Saved data entries

────

PR #1446, opened 2019-05-02
Bumped up default version of Confluent Platform to the current 5.2.1 (Kafka container)

wlsc:
* Bumped up default version of Confluent Platform to the current **5.2.1** (Kafka container)


rnorth:
As it's a major version bump, are there any changes that could be considered breaking for our users?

────

*Work item*
Consider the entries above and return each line with the string "default".

*Output below*
Bumped up default version of Confluent Platform to the current 5.2.1 (Kafka container)
* Bumped up default version of Confluent Platform to the current **5.2.1** (Kafka container)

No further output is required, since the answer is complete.